### Problem
Using the listing below, copy exactly the lines from the one containing "-<h2>h2</h2>" to the one containing "-<h1># of levels #</h1>", both lines included, and no others.

BEGIN

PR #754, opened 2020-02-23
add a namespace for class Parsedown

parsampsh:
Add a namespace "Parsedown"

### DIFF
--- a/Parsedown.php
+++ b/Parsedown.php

END
BEGIN

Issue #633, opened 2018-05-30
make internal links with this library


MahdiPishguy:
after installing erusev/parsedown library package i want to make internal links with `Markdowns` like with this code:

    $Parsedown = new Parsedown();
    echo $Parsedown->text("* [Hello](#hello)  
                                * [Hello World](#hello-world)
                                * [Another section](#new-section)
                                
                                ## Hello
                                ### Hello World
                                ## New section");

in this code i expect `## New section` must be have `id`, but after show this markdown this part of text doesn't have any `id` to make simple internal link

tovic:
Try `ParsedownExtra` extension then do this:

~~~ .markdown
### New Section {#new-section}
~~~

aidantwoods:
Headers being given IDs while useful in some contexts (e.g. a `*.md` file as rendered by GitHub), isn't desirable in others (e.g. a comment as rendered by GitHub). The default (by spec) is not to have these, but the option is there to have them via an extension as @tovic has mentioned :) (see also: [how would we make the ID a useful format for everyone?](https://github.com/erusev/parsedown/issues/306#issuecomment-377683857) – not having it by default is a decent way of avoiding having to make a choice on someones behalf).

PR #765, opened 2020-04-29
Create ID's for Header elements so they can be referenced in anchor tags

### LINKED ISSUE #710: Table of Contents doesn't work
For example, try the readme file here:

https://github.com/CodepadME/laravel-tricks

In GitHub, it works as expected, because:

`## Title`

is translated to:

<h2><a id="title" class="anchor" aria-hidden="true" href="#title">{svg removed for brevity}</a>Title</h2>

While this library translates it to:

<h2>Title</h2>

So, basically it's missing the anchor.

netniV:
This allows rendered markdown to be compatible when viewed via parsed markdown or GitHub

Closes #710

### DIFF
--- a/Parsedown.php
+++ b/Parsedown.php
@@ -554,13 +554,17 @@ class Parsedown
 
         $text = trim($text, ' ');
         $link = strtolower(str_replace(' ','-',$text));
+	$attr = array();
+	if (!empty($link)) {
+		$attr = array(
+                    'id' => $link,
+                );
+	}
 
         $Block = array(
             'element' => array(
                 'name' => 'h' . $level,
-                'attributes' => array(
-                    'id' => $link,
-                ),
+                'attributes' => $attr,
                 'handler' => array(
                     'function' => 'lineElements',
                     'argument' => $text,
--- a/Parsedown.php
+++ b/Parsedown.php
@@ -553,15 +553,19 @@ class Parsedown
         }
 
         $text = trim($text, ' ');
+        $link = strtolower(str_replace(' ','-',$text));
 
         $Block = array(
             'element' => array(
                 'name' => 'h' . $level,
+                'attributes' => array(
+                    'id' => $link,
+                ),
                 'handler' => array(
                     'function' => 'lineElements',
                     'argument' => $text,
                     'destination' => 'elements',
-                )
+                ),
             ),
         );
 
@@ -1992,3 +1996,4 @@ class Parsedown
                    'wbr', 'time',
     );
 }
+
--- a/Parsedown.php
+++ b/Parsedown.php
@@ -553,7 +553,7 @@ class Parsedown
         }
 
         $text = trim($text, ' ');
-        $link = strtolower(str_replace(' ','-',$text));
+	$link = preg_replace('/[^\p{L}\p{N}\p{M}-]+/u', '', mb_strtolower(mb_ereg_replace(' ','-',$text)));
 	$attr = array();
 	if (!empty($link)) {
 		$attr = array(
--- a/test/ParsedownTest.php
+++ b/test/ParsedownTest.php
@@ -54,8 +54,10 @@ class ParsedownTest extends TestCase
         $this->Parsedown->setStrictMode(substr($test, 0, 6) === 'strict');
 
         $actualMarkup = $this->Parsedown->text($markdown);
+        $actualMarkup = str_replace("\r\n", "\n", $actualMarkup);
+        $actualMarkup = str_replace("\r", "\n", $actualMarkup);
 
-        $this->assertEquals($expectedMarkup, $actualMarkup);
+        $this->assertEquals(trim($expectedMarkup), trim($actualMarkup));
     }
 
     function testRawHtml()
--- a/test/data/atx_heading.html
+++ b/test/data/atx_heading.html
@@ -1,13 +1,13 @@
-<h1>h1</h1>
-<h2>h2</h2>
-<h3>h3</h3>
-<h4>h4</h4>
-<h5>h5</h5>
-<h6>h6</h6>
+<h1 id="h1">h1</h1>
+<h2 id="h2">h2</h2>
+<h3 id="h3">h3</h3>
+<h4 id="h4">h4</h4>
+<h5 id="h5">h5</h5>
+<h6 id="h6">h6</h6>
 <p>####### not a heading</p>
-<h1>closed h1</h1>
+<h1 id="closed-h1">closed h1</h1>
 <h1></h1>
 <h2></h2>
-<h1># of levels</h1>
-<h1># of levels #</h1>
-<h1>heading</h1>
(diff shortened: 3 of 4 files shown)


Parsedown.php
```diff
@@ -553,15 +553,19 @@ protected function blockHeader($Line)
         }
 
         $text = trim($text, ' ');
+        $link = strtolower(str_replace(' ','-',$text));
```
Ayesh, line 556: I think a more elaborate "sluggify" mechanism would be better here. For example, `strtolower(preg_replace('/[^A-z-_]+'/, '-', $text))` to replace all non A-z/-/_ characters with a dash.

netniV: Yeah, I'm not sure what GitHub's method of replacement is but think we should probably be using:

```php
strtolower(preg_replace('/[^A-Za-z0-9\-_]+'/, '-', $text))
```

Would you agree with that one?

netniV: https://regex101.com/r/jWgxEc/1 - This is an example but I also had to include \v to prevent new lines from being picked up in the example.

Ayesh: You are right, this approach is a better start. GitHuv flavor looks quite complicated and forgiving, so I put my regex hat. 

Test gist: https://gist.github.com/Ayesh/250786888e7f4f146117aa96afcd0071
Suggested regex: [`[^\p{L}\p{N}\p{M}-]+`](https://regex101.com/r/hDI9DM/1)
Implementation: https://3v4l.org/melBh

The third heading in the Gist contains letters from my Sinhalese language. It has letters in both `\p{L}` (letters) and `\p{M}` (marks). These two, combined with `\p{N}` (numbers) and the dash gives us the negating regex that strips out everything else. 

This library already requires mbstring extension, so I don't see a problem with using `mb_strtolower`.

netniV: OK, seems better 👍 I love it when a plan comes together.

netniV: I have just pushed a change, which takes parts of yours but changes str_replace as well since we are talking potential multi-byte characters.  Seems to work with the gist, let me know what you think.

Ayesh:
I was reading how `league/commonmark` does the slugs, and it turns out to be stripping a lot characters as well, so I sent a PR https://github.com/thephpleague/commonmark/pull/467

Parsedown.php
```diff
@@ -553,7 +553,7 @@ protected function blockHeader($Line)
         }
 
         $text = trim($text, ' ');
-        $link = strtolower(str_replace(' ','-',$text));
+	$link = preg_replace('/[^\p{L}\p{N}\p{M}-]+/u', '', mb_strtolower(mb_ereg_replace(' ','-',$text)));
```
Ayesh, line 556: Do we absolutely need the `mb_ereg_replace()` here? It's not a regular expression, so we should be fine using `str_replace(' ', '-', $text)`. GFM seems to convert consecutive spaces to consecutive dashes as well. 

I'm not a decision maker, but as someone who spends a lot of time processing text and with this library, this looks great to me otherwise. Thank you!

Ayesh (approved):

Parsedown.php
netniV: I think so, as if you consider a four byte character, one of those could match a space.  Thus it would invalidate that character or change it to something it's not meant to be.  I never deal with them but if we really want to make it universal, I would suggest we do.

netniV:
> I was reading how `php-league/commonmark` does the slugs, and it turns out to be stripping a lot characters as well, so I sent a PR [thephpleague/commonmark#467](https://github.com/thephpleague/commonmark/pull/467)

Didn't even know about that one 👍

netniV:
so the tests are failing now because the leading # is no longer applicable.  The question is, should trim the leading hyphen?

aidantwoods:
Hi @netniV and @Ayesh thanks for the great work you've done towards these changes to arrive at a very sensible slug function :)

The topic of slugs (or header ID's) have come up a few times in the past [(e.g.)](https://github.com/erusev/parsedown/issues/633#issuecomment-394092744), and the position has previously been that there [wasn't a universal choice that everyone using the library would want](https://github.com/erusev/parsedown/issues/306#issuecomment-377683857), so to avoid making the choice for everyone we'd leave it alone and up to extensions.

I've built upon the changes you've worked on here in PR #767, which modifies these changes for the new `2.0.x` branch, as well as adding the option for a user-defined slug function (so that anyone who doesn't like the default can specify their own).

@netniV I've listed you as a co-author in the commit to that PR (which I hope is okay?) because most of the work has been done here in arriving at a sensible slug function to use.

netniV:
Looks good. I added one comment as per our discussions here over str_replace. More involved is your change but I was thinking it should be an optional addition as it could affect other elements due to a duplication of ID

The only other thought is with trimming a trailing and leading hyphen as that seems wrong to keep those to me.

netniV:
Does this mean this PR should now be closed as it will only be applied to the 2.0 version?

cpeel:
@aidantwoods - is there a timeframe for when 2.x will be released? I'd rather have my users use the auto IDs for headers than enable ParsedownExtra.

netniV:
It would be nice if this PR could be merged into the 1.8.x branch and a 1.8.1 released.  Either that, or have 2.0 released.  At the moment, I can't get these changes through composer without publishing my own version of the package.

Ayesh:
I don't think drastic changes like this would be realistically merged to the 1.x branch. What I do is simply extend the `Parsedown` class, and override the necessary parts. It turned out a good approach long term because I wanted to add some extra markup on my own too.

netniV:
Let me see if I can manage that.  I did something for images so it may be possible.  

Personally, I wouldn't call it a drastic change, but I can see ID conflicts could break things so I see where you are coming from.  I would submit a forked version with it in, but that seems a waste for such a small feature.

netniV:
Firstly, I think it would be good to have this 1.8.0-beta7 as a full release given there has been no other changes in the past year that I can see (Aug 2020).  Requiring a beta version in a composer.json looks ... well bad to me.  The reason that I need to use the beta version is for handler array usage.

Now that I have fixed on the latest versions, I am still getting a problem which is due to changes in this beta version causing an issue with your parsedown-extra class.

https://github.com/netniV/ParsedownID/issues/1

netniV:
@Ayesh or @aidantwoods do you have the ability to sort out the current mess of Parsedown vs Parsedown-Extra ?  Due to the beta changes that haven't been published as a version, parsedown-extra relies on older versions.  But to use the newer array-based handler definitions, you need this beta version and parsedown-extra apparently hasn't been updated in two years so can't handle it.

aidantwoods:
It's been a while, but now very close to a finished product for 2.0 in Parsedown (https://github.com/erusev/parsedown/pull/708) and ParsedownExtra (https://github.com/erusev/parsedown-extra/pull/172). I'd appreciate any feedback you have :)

END

### Solution to the problem
-<h2>h2</h2>
-<h3>h3</h3>
-<h4>h4</h4>
-<h5>h5</h5>
-<h6>h6</h6>
+<h1 id="h1">h1</h1>
+<h2 id="h2">h2</h2>
+<h3 id="h3">h3</h3>
+<h4 id="h4">h4</h4>
+<h5 id="h5">h5</h5>
+<h6 id="h6">h6</h6>
 <p>####### not a heading</p>
-<h1>closed h1</h1>
+<h1 id="closed-h1">closed h1</h1>
 <h1></h1>
 <h2></h2>
-<h1># of levels</h1>
-<h1># of levels #</h1>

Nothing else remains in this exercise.